Thankfully, we are now in an era where a woman’s place can no longer be “in the kitchen, the living room and the other room.” Many women are getting the best of education today and, with the progress of civilized enlightenment, anyone thinking today that women should simply confine themselves to the drudgery of male servitude must be looking at the snapshot of a bygone era of civilization. In the new permutation of twenty-first century politics, women are already ruling the world. With German Chancellor Angela Merkel, British Prime Minister Theresa May and recent US Presidential aspirant Hillary Clinton, the world can no longer remain the same. It is now a new world of women power!

Sadly, in some religions and cultures, women still experience a lot of obstacles in their desire to participate fully in the life of society. During the time of Jesus Christ, the surrounding Greco-Roman culture was highly unfavourable to women. Classical Greek and Roman philosophical and religious literatures at the time spoke about women in very demeaning, degrading and humiliating terms. In the Roman family, slaves and wives were seen in almost the same light because they were viewed as outsiders. The Roman world was also rampant with divorce. Women could not take any legal punitive action against an unfaithful husband, but a husband could take legal action against his wife. Women were not allowed to testify in a court of law. They were looked upon as people of inferior status without rights and without dignity.

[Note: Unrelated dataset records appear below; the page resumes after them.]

PR #193, opened 2021-07-27
feat: show enqueuing uploads

alanshaw:
Displays something in the table when there is no deal information to see yet.

Screenshot 2021-07-27 at 12 05 36

### DIFF
--- a/packages/website/pages/files.js
+++ b/packages/website/pages/files.js
@@ -96,8 +96,16 @@ const UploadItem = ({ upload, index, toggle, selectedFiles }) => {
   const queuedDeals = upload.deals.filter(d => d.status === 'Queued')
   if (queuedDeals.length) {
     deals.push(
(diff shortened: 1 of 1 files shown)


rafaelramalho19 (approved):

rafaelramalho19:
LGTM, but in the future we should have a tooltip component that lets mobile users also see this information

olizilla:
`Enqueuing` is accurate but feels awkward. `Queuing` feels a little more natural here. In general I'm assuming we want to err on the side of less formal language.

alanshaw:
Quick survey says that folks do not know what this word is, like, literally no idea it existed. I don't like it but I can live with it 😂. https://github.com/web3-storage/web3.storage/commit/3180cac67c54ccae9e7a6f611ccc3c8c85d7b12c

PR #196, opened 2021-07-27
chore: query changes

rafaelramalho19:
- Disables refetch on windows focus
- Adds a button to refresh the files page


alanshaw:
As discussed, I think it'll not be great to see the loading spinner randomly after 1 minute on the page. @jnthnvctr had a suggestion to add a refresh button instead which I think is a good idea.

rafaelramalho19:
Added the refresh button 👍

alanshaw (approved):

In Judaism, women were categorized in the repeated rabbinical formula, “women, slaves and minors,” demonstrating that a woman was under the authority of a man and had limited participation in both religious and social activity. To show how much ancient culture denigrated women, every Jewish man was required to recite three benedictions at the beginning of the day: “Blessed be God that he has not created me a pagan; blessed be God that he has not created me a woman; blessed be God that he has not created me an ignorant man.” These deplorable cultural and religious attitudes towards women contributed a lot to the general negative perception about women.

Up till today, there are still some cultural and religious misogynistic perceptions and attitudes that act as obstacles to women’s participation in public life. In some places, men continue to hold on to their religious Scriptures to deny women certain rights, under the erroneous claim that “The Bible/Qur’an said so.” At best, women are allowed to manage the home, prepare the meals, clean the house, wash the dirty clothes, give birth to children and serve their husbands. These attitudes reflect a religio-cultural worldview that believes that women should be seen and not heard.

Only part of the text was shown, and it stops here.